And one of the things that I just want to bear in mind with courts in general, and our courts specifically, is that courts are antidemocratic. They come and they dictate a solution to problems, whereas parliaments discuss.
John Donvan:
Jeremy?
Jeremy Ben-Ami:
Yeah, th- I want to first of all say that I am, uh, 100% in agreement with Caroline, that there is no contradiction between being a state that is the national home of the Jewish people and being a democracy. That is not my position and, uh, you know, I think that is the challenge for Israel. I think the choice that the State of Israel is making under this government and- and recently with the passage of the Nation-State Law and efforts to enshrine the idea that the Jewish nature of the state should take precedence over democracy.
Uh, and I think where the majority of Israelis are coming out, and the polling shows this very clearly, uh, is that they would like to see a balance. They would like to see the rule of law protected, they would like to see the independence of the courts maintained. Uh, democracy means more than having enough votes, uh, to do the things that the people who don’t have the votes don’t like, that’s not democracy, that is mob rule.
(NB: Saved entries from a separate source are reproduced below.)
PR #14, opened 2019-03-18
Moving to 2018 edition

phayes:
This pull request does two things:

1. Moves to the 2018 edition and applies 2018 edition idioms
2. Runs rustfmt

The application of rustfmt makes this PR look scarier than it is, so you may want to checkout 558d34f, review the diff at 558d34f, and then and run rustfmt yourself.


dignifiedquire:
Thank you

A- a healthy, vibrant, modern, liberal democracy has to have a balance that ensures that there are some standards that protect the rights of minorities, ensure that there is a standard in the rule of law, this idea of reasonableness, the idea of the protection of human rights, of civil rights of minorities, it is not enshrined in the Constitution of Israel because there is no Constitution of Israel, there is no Bill of Rights.
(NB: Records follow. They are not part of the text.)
PR #22, opened 2019-08-18
feat: nostd, core+alloc support

roblabla:
Blocked on https://github.com/dignifiedquire/num-bigint/pull/12

Missing: docs, tests and a way to avoid having base64 break our builds to rust-lang/cargo#4866.

### DIFF
--- a/Cargo.toml
+++ b/Cargo.toml
@@ -41,8 +41,9 @@ hex = "0.4.0"
 serde_test = "1.0.89"
 rand_xorshift = "0.2.0"
 pem = "0.8"
-#sha-1 = "0.9.0"
-#sha3 = "0.9.0"
+sha-1 = { default-features = false, version = "0.9.0" }
+sha2 = { default-features = false, version = "0.9.0" }
+sha3 = { default-features = false, version = "0.9.0" }
 
 [[bench]]
 name = "key"
@@ -59,5 +60,5 @@ nightly = ["subtle/nightly", "num-bigint/nightly"]
 serde = ["num-bigint/serde", "serde_crate"]
 serde1 = ["serde"] # deprecated
 expose-internals = []
-std = ["alloc", "simple_asn1", "digest/std"]
+std = ["alloc", "simple_asn1", "digest/std", "rand/std"]
 alloc = ["digest/alloc"]
--- a/Cargo.toml
+++ b/Cargo.toml
@@ -12,19 +12,17 @@ categories = ["cryptography"]
 readme = "README.md"
 
 [dependencies]
-num-bigint = { version = "0.6", features = ["rand", "i128", "u64_digit", "prime", "zeroize"], package = "num-bigint-dig" }
-num-traits = "0.2.6"
-num-integer = "0.1.39"
-num-iter = "0.1.37"
-lazy_static = "1.3.0"
-rand = "0.7.0"
-byteorder = "1.3.1"
-thiserror = "1.0.11"
-subtle = "2.0.0"
-simple_asn1 = "0.4"
+num-bigint = { version = "0.6", features = ["i128", "u64_digit", "prime", "zeroize"], default-features = false, package = "num-bigint-dig" }
+num-traits = { version= "0.2.9", default-features = false, features = ["libm"] }
+num-integer = { version = "0.1.39", default-features = false }
+num-iter = { version = "0.1.37", default-features = false }
+lazy_static = { version = "1.3.0", features = ["spin_no_std"] }
+rand = { version = "0.7.0", default-features = false }
+byteorder = { version = "1.3.1", default-features = false }
+subtle = { version = "2.0.0", default-features = false }
+simple_asn1 = { version = "0.4", optional = true }
 pem = { version = "0.8", optional = true }
-digest = { version = "0.9.0", features = ["std"] }
-sha2 = "0.9.0"
+digest = { version = "0.9.0", default-features = false }
 
 [dependencies.zeroize]
 version = "1.1.0"
@@ -35,7 +33,7 @@ package = "serde"
 optional = true
 version = "1.0.89"
 default-features = false
-features = ["std", "derive"]
+features = ["derive"]
 
 [dev-dependencies]
 base64 = "0.12.0"
@@ -43,8 +41,8 @@ hex = "0.4.0"
 serde_test = "1.0.89"
 rand_xorshift = "0.2.0"
 pem = "0.8"
-sha-1 = "0.9.0"
-sha3 = "0.9.0"
+#sha-1 = "0.9.0"
+#sha3 = "0.9.0"
 
 [[bench]]
 name = "key"
@@ -56,8 +54,10 @@ name = "key"
 # debug = true
 
 [features]
-default = ["pem"]
+default = ["std", "pem"]
 nightly = ["subtle/nightly", "num-bigint/nightly"]
 serde = ["num-bigint/serde", "serde_crate"]
 serde1 = ["serde"] # deprecated
 expose-internals = []
+std = ["alloc", "simple_asn1", "digest/std"]
+alloc = ["digest/alloc"]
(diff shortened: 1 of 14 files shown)


Cargo.toml
```diff
@@ -50,7 +51,8 @@ name = "key"
 # debug = true
 
 [features]
-default = []
+default = ["std"]
+std = []
```
dignifiedquire: shouldn’t this enable the std features on the crates that got it disabled above?

newpavlov:
I wonder if we can write a custom library for stack allocating bigints bounded by a prime constant. it would be also useful for SRP implementation. Do you know any prior art libraries which have done it?

dignifiedquire:
doesnt smallvec already do this, given it is the backing structure of the bigints?

roblabla:
That's exactly what smallvec does. A `SmallVec<[u8; 4096]>` will store up to 4096 bytes on the stack, and then switch to heap-allocated array.

newpavlov:
I meant bigints without the heap fallback. Since most operations are done modulo some value with a known length, it should be doable? Plus this hypothetical crate can be a significantly smaller, since we don't need general purpose bigint.

roblabla:
Well for statically allocated vecs, [arrayvec](https://docs.rs/arrayvec/0.4.11/arrayvec/) exists and is pretty good. But it would require changing the bigint library to be backend agnostic somehow, since otherwise we'd have to copy paste a fairly significant portion of the bigint algorithms over.

dignifiedquire:
@roblabla I have updated `num-bigint-dig`, want to update this PR so we can ship it?

roblabla:
I'll try to squeeze some time during the week to get this up and running.

roblabla:
I did some fixes here and there, but I'm stuck against a wall again. `base64` is enabling the std feature of `byteorder`, which breaks no_std build. Now, base64 is a dev dependency, but because cargo is, frustratingly, still susceptible to [unifying dev-dependencies and dependencies features](https://github.com/rust-lang/cargo/issues/4664). 

A PR was merged in August [allowing nostd usage of base64](https://github.com/marshallpierce/rust-base64/pull/111), but there hasn't been a new release of base64 since. So we're waiting for upstream to [release a new version](https://github.com/marshallpierce/rust-base64/issues/118).

tarcieri:
@roblabla you can use `subtle_encoding::base64` instead of `base64`, which is fully `no_std` friendly, has no dependencies on crates with activated `std` features, and provides constant-time encoding and decoding if you do end up using it for private keys: https://github.com/iqlusioninc/crates/tree/develop/subtle-encoding

roblabla:
The new base64 dependency breaks Rust 1.31 builds ;_;. Subtle-encoding also has an MSRV of 1.36. May I bump the MSRV @dignifiedquire ?

dignifiedquire:
there is always sth :D feel free to bump the version

src/algorithms.rs
```diff
@@ -2,6 +2,7 @@ use num_bigint::traits::ModInverse;
 use num_bigint::{BigUint, RandPrime};
 use num_traits::{FromPrimitive, One, Zero};
 use rand::Rng;
+use libm::F64Ext;
```
dignifiedquire: Could you update to libm@0.2, I did that in num-bigint-dig, unfortunately that doesn't have the extension anymore, so you need to do some manual wrapping of things.

.travis.yml
```diff
@@ -2,14 +2,16 @@ language: rust
 
 matrix:
   include:
-    - rust: 1.31.0
+    - rust: 1.34.0
```
dignifiedquire: I bumped the msr to 1.36, because of smallvec@1.0 in #33

dignifiedquire:
@roblabla merged everything else on master, any chance you want to pick this up again and bring it over the finishline?

roblabla:
I'll take a look!

roblabla:
Some quick thoughts:

- RSA now relies on thiserror. This crate is not no-std compatible. I'll probably have to rip it out and implement the traits by hand.
- Regarding the possibility of a future no-std no-alloc version, the RSA crate now makes some fairly heavy use of the `DynDigest` trait, which relies on liballoc. In theory it could be swapped with a trait that takes a buffer instead of returning a boxed slice, and panics if the buffer is the wrong size.
- The parse functionality will have to be gated on libstd for now, since simple_asn1 is not no_std-compatible. I don't think people working in no_std environments are likely to need PEM parsing though, so that shouldn't be a big issue.

tarcieri:
You can also use [`displaydoc`](https://crates.io/crates/displaydoc) if you'd like a proc macro for impl'ing `Display` for the error type which supports `no_std`.

roblabla:
I ended up using cargo expand and copy pasting the output of thiserror lol. I'll look into displaydoc. I pushed a first draft of the no-std support. It's WIP and untested, but at least it builds.

Things to do:

- I added an "alloc" feature, the idea being that down the line, we might want a no-std no-alloc build to be possible. In order to support this use-case without introducing a breaking change, I figured the best idea would be to add an alloc feature *now*, and force the build to fail if either std or alloc feature aren't given. Does that sound good?
- I'll try to get qemu setup to run the tests on ARM on CI.

Things that will happen in a follow-up PR:
- ASN1 parsing in core+alloc environment.
- Find a way to ditch `lazy_static`. That dependency is a pain in the neck, it uses a feature to enable libcore support (instead of the convention of adding a feature to add libstd support), which means we force lazy_static to spinlock even in std environments.

tarcieri:
+1 to `no_std` + `alloc`. Many of the other RustCrypto crates support features which use this combination.

roblabla:
Ooh, I hadn't heard of conquer-once. And it does seem to provide lazy init on no_std: https://docs.rs/conquer-once/0.2.0/conquer_once/spin/type.Lazy.html is available in no-std, and is exactly what we want. We should be able to swap between this and the top-level `Lazy` depending on whether we enabled the std feature!

tarcieri:
Is this ready to merge? Looks good to me at first glance

.travis.yml
```diff
@@ -11,5 +11,7 @@ script:
   - if [[ "$TRAVIS_NIGHTLY" == "true" ]]; then cargo test --verbose --all-features; fi
   - if [[ "$TRAVIS_NIGHTLY" == "true" ]]; then cargo bench --verbose --all-features --no-run; fi
   - if [[ "$TRAVIS_NIGHTLY" != "true" ]]; then cargo test --verbose; fi
+  - if [[ "$TRAVIS_NIGHTLY" != "true" ]]; then rustup target add thumbv7m-none-eabi; fi
+  - if [[ "$TRAVIS_NIGHTLY" != "true" ]]; then cargo build --verbose --no-default-features --features=alloc --target thumbv7m-none-eabi; fi
```
dignifiedquire, line 15: Did you locally test if this passes tests, while building is great, it is pretty easy to have things failing still. Ideally we would use `cross` to actually run the tests 
Something like

```
cross test --no-default-features --features alloc --target thumbv7m-none-eabi
```

should work if we can get cross to work on travis

tarcieri: I might suggest trying to switch to GitHub Actions first before you do this.

Namely [`actions-rs` supports relatively painless cross-compilation](https://github.com/actions-rs/cargo#cross-compilation) with `use_cross: true`.

roblabla: I agree moving to github actions seems ideal, but it should be done in a separate PR IMO. I'll try to open a gh action migration PR this week end.

dignifiedquire: github actions pr is merged

roblabla: Right so this is fun. Cross can't run tests for thumbv7m-none-eabi, since that target doesn't have libstd or libtest. I could build and test for the arm-linux-gnu target, but we still need to have a build step for thumbv7-none-eabi to avoid having accidental dependencies on libstd.

roblabla: So I changed it up by building for thumb, and testing on arm.

dignifiedquire:
@roblabla almost there one more rebase please and can you check out those clippy warnings please? Sorry for the long turnaround times

roblabla:
Should be good to go I hope!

And so the court, the Supreme Court of Israel, has shaped a doctrine that provides that constitutional, quasi-constitutional without a constitution, protection that is key to a healthy and vibrant 21st century democracy. I agree with Caroline that if the majority of Israel wants to vote certain things into place, whether it is discrimination against Arabs, whether it’s discrimination against the LGBT community, against women, whatever it is that the majority wants to do, that’s their democratic right. But to maintain a healthy, true democracy, there has to be a check on that, and that’s what the role of the court is, and the independence of the court, and not being appointed by the government, and not being able to have its decisions overturned by a simple majority vote of the parliament, that is the key to democracy. It isn’t simply you have the votes, you win.
John Donvan:
All right we’re going to come up to a break, but when we come back, we’re going to bring in some other voices and continue the conversation, is Netanyahu’s government headed in the wrong direction? We’ll be right back.
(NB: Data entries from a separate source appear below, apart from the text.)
PR #25, opened 2019-08-21
Reexport biguint

roblabla:
BigUint is part of the public API surface of RSA. As such, I think it's a good idea to reexport it. It avoids forcing the user to add a dependency on num-bigint-dig when importing pubkeys or privkeys.


dignifiedquire:
thanks, makes sense

PR #26, opened 2019-08-21
Implement PSS

roblabla:
I took a stab at implementing PSS. It's based on the Go implementation. All the internals are done and should be working. It's built on top of the no_std PR but I can decouple them if necessary.

While implementing it, I found quite a few problems with the current interface of the RSA crate that makes implementing PSS in a way that doesn't break compatibility very painful.

The first problem is that PSS is parametrized by the hash algorithm (and actually hashes things, unlike PKCS1 v1.5), but verify and sign are generic over the Hash trait, where Hash does not actually allow us to hash things (it simply gives the hash size and the algorithmID). Ideally, verify would work like:

```rust
fn verify<T: Digest + AlgorithmId>(
        &self,
        padding: PaddingScheme,
        hashed: &[u8],
        sig: &[u8])
```

This loses the ability to sign/verify "raw" unhashed data for PKCS1 v1.5, but maybe it could be put in a separate function? Furthermore, it requires implementing an AlgorithmId trait for all the supported hashes for PKCS1 v1.5. (Maybe Digest could have an `algorithm_oid()` function? That's kind of meh though).

Another problem is that PSS signing really needs an RNG. Ideally, sign would take the RNG as a parameter. I guess we could use `thread_rng()` internally, but that makes the function unusable in no_std context.

Yet another problem is that it's impossible to pass the salt length to the internal algorithm from the verify/sign functions. I currently default to the "AUTO" mode from the go library, but that makes the implementation less generic. I guess I could modify the PaddingScheme enum to pass implementation-specific arguments (such as the salt len). If we go down that road, the AlgorithmID for PKCS1 v1.5 could also go there.

TBH, I wonder if it would be worth it to just have different functions for the different padding schemes. They all have different requirements and parameters, and would allow us to give the "best" interface for each of them.

------------

While we're talking about breaking changes, I think we'll need to change the public API anyways if integration with RustCrypto/signatures is a goal. See RustCrypto/signatures#25 .


Cargo.toml
```diff
@@ -22,6 +22,9 @@ byteorder = { version = "1.3.1", default-features = false }
 failure = { version = "0.1.5", default-features = false, features = ["derive"] }
 subtle = { version = "2.0.0", default-features = false }
 libm = "0.1.4"
+signature = { version = "0.2.0", default-features = false }
+sha2 = { version = "0.8", default-features = false }
+sha-1 = { version = "0.8.1", default-features = false }
```
dignifiedquire: General note, I would really like to not have hard dependencies on hashing crates. Not sure if it can be avoided.

roblabla:
So I picked this up again. I decided to play around and see what design I would end up with if I completely ignored backwards compatibility and just redesigned the interface. This is where I arrived at. This currently manages to avoid depending on the hashing crates.

dignifiedquire:
I have integrated this into the existing api in https://github.com/RustCrypto/RSA/pull/43

roblabla:
awesome! I'll check it out.

dignifiedquire:
closing in favor of #43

Welcome back to Open To Debate, I’m John Donvan, I’m joined by Jeremy Ben-Ami and Caroline Glick to debate the question, is Netanyahu’s government headed in the wrong direction? In a few minutes we’re going to bring in some other voices, some journalists who cover, uh, Israel and events, uh, to- to- to move the conversation along with some of their own questions. But before that, I want to touch on, um, a- a- a part of Caroline’s opening argument, in which she made the case that Ne- Netanyahu’s government is the government that is going to keep Israel safe, secure. You made the case, Caroline, already, so I want to let Jeremy respond to it first and then we’ll go back and forth. So, Jeremy, you want to take on that question?
Jeremy Ben-Ami:
It is absolutely the first role of government at any level, uh, to provide the citizens of, whether it’s local, state, national government, uh, to provide safety and security, uh, and- and often the provision of security, uh, becomes an excuse to trample on and limit, uh, the rights of the citizenry. Uh, and it is the classic first line, uh, of those who look to undercut, uh, meaningful democracy and meaningful protection, uh, for the rights of individuals, the rights to protest, the rights to disagree, the rights of the minority, uh, all in the name of security.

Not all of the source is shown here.